Mark Smith is the author of DEATH OF THE DETECTIVE, a National Book Award finalist that is widely considered to be one of the best crime novels ever written. The book is being re-issued in a new, paperback edition and, for the first-time, as an ebook this week by Brash Books.
Give a sense of what you are working on now:
I have just finished a 168,000 word novel entitled Da Gama's Gold (a line from Robert Frost's "America Is Hard to See"), a reworking and reduction from a longer novel I spent too many years writing. It's likely my most ambitious work since The Death of the Detective, and whereas that novel took on American violence, this novel explores American greed, featuring an entrepreneur con-man in place of the detective. The catalyst for the novel is the disappearance of said entrepreneur. He appears to have been a one-man successful crime ring in the mode of Doctor Mabuse, his vast crime, corruption and business world tentacles revealed as his past is uncovered. His character, which he appears to have himself created, is recreated anew by the parties seeking him out, including, eventually, crime show television. The novel has many characters and points-of-view, and is set in New England, New York, Wisconsin, San Diego, Canyon de Chelly, Chihuahua, Luxemburg and the Greek Islands.

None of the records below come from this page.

PR #375, opened 2017-08-23
Removed GET /search route

mikebaumann:
Removed the GET /search route, as requested by kislyuk.

### DIFF
--- a/dss/api/search.py
+++ b/dss/api/search.py
@@ -1,5 +1,4 @@
 import json
-import os
 
 from elasticsearch_dsl import Search
 from flask import request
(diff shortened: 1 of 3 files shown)


dss/api/search.py
```diff
@@ -1,24 +1,19 @@
...
-    # TODO (mbaumann) Use a connection manager
-    es_client = ElasticsearchClient.get(get_logger())
-    query = json.loads(request.values["query"])
-    response = Search(using=es_client,
-                      index=DSS_ELASTICSEARCH_INDEX_NAME,
-                      doc_type=DSS_ELASTICSEARCH_DOC_TYPE).query("match", **query).execute()
-    return {"query": query, "results": format_results(request, response)}
+    raise DSSException(requests.codes.not_implemented,
+                       "simple_search_not_implemented",
+                       "Simple search is not implemented. Use POST /search with Elasticsearch query.")
```
kislyuk: Why keep this route? Why reference "simple search"? That's terminology internal to us. Please remove the route altogether.

mikebaumann: OK, thanks for the clarification. I'll remove the GET /search route all together.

Some years ago I decided to write a detective series, and determined I would write three books, to prove that I could do it before I sought publication. After I had barely finished the third book I lit into a fourth only to set it aside to rewrite Da Gama's Gold. These detective novels are meant to respect the conventions of the genre, but to go beyond them by sustaining a consistent world of naturalism. Although the series features the same colorful and somewhat suspect detective-- each book has a different setting and a different narrator. One book is set in rural Michigan where, after the funeral of young woman college student killed in a car crash, her boyfriend vanishes, another on a Maine island from which a young woman artist disappears, and a third in Florida and New Hampshire where a woman disappears from a White Mountains sporting goods emporium. The narrator of the first is a young discharged army officer, of the second, a woman novelist, and of the third, a writer of non-fiction books. In some cases, these narrators become detectives themselves. So far, the main characters are not so much the detective as are his narrators, or another character the narrator encounters in the story's telling. All the novels have shocking and, I trust, convincing denouements.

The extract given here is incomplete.